Scan the records for the string "deficit" and state how many lines contain it, using the number alone.

Segment Open

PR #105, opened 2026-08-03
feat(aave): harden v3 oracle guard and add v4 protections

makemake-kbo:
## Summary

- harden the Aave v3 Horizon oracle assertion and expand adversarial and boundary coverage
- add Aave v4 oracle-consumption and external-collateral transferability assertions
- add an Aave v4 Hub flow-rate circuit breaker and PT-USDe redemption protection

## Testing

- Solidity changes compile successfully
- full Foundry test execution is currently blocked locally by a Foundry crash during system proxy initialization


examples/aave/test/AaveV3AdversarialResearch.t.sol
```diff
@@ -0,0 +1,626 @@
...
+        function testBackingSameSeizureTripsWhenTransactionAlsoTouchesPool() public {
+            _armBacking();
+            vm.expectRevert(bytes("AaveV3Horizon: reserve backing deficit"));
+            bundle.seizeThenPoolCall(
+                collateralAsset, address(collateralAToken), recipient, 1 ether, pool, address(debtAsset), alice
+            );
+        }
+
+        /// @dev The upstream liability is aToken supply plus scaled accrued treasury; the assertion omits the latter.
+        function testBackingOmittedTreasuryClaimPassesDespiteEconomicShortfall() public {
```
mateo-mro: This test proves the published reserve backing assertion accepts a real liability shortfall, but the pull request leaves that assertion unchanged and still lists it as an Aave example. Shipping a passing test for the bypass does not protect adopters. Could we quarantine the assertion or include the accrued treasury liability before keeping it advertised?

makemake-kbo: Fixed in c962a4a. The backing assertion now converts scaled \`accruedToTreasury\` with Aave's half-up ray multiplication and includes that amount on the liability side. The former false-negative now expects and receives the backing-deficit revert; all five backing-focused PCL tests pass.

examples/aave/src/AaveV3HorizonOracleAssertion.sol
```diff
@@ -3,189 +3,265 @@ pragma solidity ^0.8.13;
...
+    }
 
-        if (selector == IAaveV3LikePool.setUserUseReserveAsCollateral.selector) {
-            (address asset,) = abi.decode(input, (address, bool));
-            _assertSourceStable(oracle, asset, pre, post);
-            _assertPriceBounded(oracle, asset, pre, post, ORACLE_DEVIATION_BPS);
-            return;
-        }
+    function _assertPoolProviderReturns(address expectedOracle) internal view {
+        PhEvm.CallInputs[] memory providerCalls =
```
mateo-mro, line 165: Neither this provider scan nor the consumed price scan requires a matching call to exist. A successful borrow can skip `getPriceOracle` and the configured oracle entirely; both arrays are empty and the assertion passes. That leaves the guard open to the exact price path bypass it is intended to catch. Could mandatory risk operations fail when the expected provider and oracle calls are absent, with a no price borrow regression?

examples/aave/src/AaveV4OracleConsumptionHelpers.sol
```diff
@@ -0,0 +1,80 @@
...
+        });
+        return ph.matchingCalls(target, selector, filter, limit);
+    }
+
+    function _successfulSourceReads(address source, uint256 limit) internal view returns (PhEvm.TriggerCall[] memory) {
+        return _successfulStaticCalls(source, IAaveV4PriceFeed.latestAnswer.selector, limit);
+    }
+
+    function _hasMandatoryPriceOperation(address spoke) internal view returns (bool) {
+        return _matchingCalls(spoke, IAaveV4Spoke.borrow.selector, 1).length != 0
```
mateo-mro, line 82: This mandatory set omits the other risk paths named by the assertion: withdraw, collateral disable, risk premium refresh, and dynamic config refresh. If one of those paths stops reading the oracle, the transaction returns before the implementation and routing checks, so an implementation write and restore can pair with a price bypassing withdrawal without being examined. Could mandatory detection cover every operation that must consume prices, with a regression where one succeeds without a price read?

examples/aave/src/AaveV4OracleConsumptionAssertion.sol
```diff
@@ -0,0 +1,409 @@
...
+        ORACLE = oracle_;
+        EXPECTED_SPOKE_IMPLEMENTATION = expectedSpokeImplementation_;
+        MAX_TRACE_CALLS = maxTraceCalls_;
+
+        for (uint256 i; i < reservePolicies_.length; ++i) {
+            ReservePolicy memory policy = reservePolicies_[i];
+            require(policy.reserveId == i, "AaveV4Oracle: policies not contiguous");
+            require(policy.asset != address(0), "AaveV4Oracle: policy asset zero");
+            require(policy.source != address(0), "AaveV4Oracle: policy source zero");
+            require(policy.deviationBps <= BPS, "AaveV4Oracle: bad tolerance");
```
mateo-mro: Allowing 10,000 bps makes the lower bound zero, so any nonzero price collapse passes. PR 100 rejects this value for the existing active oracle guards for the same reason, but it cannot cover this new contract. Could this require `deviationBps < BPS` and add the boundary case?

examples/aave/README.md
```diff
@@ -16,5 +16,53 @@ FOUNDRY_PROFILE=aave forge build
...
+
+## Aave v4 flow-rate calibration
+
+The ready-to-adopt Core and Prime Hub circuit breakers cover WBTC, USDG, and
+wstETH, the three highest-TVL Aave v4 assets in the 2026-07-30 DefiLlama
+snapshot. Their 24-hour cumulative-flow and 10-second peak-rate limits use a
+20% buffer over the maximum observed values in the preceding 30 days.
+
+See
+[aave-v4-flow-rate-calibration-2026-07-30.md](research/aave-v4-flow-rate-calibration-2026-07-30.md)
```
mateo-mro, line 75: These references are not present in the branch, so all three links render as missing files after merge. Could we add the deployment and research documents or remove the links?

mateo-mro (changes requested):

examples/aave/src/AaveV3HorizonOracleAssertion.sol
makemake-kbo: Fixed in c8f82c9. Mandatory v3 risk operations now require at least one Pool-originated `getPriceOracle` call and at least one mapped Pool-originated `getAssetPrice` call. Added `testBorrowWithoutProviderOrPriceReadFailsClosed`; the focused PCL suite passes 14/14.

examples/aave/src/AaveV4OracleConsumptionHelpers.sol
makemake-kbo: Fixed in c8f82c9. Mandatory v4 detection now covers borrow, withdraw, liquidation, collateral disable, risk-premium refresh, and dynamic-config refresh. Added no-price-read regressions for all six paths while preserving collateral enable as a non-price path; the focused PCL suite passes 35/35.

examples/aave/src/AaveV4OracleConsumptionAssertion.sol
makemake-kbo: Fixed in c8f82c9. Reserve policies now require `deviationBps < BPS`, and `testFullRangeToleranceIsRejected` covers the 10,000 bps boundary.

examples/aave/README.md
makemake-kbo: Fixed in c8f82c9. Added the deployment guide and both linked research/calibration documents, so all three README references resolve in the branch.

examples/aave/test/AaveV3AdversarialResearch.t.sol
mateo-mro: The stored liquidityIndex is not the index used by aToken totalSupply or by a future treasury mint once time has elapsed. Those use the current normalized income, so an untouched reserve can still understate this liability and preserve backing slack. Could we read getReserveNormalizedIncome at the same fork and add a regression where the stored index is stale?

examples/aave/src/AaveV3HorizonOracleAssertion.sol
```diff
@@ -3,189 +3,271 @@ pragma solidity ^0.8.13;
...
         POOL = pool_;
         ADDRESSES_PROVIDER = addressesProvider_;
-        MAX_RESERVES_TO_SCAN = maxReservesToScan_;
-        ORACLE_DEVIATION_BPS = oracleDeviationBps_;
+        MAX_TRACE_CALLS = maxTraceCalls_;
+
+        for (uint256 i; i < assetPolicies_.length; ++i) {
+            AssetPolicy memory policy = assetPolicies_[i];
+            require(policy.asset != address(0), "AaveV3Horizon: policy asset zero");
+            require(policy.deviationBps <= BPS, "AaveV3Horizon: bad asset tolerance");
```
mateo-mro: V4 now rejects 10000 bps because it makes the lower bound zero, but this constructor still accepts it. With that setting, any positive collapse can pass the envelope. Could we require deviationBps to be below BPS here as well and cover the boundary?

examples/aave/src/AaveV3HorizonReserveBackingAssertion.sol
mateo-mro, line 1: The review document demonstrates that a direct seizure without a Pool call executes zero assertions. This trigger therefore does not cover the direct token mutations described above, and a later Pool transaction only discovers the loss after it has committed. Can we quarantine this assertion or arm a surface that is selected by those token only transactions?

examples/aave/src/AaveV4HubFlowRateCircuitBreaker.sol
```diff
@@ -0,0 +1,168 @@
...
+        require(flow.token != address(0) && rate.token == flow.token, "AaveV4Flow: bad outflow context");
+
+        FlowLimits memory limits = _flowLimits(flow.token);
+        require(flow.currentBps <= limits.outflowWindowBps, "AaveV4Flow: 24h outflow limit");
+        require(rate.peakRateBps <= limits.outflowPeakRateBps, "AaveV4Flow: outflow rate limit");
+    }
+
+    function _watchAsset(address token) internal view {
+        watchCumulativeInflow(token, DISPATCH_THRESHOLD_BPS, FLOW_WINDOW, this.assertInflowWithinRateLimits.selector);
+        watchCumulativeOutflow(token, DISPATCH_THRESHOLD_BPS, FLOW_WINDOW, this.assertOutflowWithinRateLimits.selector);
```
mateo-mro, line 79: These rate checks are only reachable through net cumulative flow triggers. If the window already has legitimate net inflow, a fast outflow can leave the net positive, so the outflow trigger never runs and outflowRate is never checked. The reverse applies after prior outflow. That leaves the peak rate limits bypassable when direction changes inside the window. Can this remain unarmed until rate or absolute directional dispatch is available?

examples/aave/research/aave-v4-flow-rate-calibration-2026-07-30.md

Segment Closed

# Completed task:
2